Another striking difference between the EPIPHANY index and the afore-mentioned methods is that we propose beginning to use the probability of serious complications within 15 days as the primary end point and not all-cause 30-day mortality, which had been typically used in other studies (Aujesky et al, 2006; Jiménez et al, 2010; Kline et al, 2012; Den Exter et al, 2013). Of course we agree that mortality is a far more solid outcome; nonetheless, we believe that considering other end points in different clinical situations, as our group recently proposed (Carmona-Bayonas et al, 2016), is justified. One of the arguments is that the appearance of serious complications in individuals with PE treated as outpatients, far from medical supervision, can paradoxically turn low-risk patients into the most vulnerable, because of misclassification. In contrast, the probability of all-cause 30-day mortality will not necessarily affect decision-making regarding ambulatory treatment in some subgroups, as the cause of death is rarely the PE itself, and is often due to cancer progression (Den Exter et al, 2013; Carmona-Bayonas et al, 2016). In fact, patients on palliative care for advanced disease are those in whom it is even more important to prevent unnecessary hospitalisation at the end of their lives. The use of the all-cause 30-day mortality end point also entails the issue of proposing intensification of PE management (e.g., with fibrinolysis) in subjects at greater risk of early mortality due to cancer, who are precisely the ones who are less likely to benefit. For instance, when we examine the causes of death 15, 30, and 90 days after PE, cancer is the cause of death in 35%, 54%, and 65%, respectively. Although determining the cause of death in absence of autopsies has clear limitations, the same data appear in the RIETE registry, in which 50% of the deaths resulted from the cancer itself and not PE (Den Exter et al, 2013).

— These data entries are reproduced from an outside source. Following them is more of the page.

PR #855, opened 2023-01-13
Fixes Invisable Animals

Dafoosh:
Animal models had some draw issue's.
Code may not be the best lol buts its how ive gotten it to work correctly feel free to fix anything you see wrong or inefficient.


ghost (commented):
I don't think the if statement in necessary because it returns false regardless.

src/util/ped.hpp
```diff
@@ -19,7 +19,19 @@ namespace big::ped
 		PLAYER::SET_PLAYER_MODEL(self::id, hash);
 		script::get_current()->yield();
 		STREAMING::SET_MODEL_AS_NO_LONGER_NEEDED(hash);
-
+		if (ENTITY::GET_ENTITY_MODEL(self::ped) != ENTITY::GET_ENTITY_MODEL(self::ped)) {
+			return false;
+		}
```
LiamD-Flop: I might be confused but it looks like this will never be true.

LiamD-Flop (dismissed):

src/util/ped.hpp
Yimura: Correct since both calls are made on the same tick, it's best to store model from the last tick and compare against that one.

Yimura:
@Dafoosh please review the requested changes or this PR can't be merged into master.

Dafoosh (commented):
Requested Changes Made ☺.

Yimura (approved):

This study has certain limitations that must be taken into account. First of all, it is a fundamentally retrospective registry of medical history data, with the intrinsic limitations in precision this entails. Nevertheless, most of the events contemplated are solid and are faithfully recorded in the histories (blood pressure, oxygen saturation, documentation of tumour response, ECOG-PS, exitus, etc.). Second, PE is a highly polymorphic pathology and more external validations are needed by other groups, being cognizant that these models offer a general overview of the main risk factors. However, some subjects have other particular factors with a definitive impact on prognosis. Third, decision tree modelling can be weak, unstable predictors in certain contexts. Thus, random forest models that incorporate the prediction of multiple, individual decision trees may perform better, albeit they are also more complicated to interpret and use in daily practice (Breiman, 2001). It is also doubtful that they can achieve a better definition of ‘low risk’. Finally, the assimilation and integration of radiological variables and/or biomarkers (e.g., troponin, pulmonary artery obstruction indices, right ventricular dilatation, etc.) would call for more in-depth studies.

In short, we have elaborated a decision tree to predict serious complications in cancer patients with PE that enables patients to be classified into groups of high, intermediate, and low risk for complications. This model validates and refines the classification rules previously used by other authors; it is based on variables that are easy to obtain; it’s easy to use, and can have potential implications for clinical management.